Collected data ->
□ □ □ □

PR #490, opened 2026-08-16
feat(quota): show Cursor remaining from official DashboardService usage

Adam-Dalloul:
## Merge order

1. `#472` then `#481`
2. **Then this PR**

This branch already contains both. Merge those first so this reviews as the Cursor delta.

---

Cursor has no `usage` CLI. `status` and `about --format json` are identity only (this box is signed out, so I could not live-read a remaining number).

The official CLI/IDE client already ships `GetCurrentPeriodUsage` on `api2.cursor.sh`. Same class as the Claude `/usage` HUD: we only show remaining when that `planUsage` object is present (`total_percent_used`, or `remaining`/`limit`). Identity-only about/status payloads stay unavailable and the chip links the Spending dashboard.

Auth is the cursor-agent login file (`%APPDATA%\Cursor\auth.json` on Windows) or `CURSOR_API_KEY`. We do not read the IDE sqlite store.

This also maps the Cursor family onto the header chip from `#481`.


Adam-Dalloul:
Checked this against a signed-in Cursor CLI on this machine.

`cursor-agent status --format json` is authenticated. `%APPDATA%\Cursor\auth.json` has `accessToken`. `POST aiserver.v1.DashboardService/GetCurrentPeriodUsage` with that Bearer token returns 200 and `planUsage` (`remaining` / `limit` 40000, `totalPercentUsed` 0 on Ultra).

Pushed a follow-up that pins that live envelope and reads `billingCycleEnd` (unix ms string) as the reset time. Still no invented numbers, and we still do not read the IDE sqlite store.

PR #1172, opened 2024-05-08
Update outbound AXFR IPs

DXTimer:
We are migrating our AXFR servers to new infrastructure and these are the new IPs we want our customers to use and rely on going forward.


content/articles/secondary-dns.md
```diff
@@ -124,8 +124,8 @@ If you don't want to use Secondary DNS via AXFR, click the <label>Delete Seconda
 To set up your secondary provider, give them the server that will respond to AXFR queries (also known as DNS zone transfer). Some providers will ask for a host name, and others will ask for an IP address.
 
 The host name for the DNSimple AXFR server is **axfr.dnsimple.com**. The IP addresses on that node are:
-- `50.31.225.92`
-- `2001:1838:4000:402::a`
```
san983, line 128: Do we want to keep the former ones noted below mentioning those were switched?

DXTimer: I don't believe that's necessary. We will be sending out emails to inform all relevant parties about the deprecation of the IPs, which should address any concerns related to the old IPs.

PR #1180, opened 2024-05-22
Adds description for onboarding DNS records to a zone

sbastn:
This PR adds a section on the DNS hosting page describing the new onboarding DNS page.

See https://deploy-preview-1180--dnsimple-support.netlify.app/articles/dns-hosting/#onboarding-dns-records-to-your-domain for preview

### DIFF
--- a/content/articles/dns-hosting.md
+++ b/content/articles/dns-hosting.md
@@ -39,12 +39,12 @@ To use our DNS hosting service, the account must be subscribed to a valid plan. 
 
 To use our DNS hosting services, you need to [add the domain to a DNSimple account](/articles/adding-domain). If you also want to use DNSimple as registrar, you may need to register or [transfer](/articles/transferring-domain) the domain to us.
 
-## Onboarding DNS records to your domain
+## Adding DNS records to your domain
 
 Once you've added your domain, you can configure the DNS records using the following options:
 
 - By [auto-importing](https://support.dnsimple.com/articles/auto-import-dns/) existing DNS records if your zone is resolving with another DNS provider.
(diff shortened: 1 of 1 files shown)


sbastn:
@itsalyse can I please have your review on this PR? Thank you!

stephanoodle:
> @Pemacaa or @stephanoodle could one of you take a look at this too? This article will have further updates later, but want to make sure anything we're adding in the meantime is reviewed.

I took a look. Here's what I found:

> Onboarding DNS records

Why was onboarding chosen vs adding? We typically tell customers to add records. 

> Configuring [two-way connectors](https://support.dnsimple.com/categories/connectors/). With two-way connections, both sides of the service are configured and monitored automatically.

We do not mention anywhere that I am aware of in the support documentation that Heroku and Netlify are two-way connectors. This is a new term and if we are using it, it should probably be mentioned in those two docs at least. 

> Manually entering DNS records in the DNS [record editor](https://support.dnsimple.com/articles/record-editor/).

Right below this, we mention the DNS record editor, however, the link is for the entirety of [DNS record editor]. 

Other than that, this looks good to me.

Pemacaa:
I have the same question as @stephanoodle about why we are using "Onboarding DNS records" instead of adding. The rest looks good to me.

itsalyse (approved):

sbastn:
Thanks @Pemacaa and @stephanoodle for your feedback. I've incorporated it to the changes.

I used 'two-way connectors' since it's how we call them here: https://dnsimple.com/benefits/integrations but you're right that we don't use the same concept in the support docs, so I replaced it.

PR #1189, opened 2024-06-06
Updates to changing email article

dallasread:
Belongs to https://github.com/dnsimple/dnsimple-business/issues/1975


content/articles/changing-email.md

□ □ □ □

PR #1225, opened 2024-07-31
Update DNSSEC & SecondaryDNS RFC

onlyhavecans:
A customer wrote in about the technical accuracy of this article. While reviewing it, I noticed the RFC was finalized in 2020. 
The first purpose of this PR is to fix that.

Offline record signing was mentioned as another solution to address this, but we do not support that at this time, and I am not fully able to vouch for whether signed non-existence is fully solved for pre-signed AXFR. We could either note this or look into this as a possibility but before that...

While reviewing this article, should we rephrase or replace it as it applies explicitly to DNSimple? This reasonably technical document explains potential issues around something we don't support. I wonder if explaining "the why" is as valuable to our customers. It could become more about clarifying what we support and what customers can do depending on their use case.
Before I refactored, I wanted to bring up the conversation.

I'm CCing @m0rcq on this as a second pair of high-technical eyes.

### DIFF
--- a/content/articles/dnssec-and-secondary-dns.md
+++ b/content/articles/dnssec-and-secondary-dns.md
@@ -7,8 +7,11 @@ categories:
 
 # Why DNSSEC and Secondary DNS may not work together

□ □ □ □

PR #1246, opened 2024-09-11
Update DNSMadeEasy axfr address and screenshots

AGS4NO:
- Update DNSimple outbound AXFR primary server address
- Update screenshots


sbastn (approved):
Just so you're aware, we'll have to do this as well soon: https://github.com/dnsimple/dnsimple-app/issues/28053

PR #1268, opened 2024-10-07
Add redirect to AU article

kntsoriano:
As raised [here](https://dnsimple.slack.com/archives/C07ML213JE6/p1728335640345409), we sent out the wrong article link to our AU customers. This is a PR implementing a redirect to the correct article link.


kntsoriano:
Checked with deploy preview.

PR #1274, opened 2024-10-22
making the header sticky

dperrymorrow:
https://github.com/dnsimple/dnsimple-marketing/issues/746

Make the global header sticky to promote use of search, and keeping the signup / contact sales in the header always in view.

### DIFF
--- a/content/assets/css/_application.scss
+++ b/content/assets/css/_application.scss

□ □ □ □

YOUR TASK -> Give only the lines from the one holding "This branch already" through the one holding "Checked this against", each restated exactly as it appears above.

RESULT OF THIS TASK ->
This branch already contains both. Merge those first so this reviews as the Cursor delta.

---

Cursor has no `usage` CLI. `status` and `about --format json` are identity only (this box is signed out, so I could not live-read a remaining number).

The official CLI/IDE client already ships `GetCurrentPeriodUsage` on `api2.cursor.sh`. Same class as the Claude `/usage` HUD: we only show remaining when that `planUsage` object is present (`total_percent_used`, or `remaining`/`limit`). Identity-only about/status payloads stay unavailable and the chip links the Spending dashboard.

Auth is the cursor-agent login file (`%APPDATA%\Cursor\auth.json` on Windows) or `CURSOR_API_KEY`. We do not read the IDE sqlite store.

This also maps the Cursor family onto the header chip from `#481`.


Adam-Dalloul:
Checked this against a signed-in Cursor CLI on this machine.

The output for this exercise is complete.